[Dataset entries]
▼
PR #396, opened 2016-01-19
Fix pred time value if predicted time unit not in operation.  Bump version

stieg:
Fixes predictive time to return 0 if the unit is not operational.  Otherwise it can return the wrong value.  Also bumps the version to 2.8.7.


brentpicasso:
:shipit:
▲
- Exercise directions
Among the records, find every line with the word "version" and copy it.

- Exercise solution
Fix pred time value if predicted time unit not in operation.  Bump version
Fixes predictive time to return 0 if the unit is not operational.  Otherwise it can return the wrong value.  Also bumps the version to 2.8.7.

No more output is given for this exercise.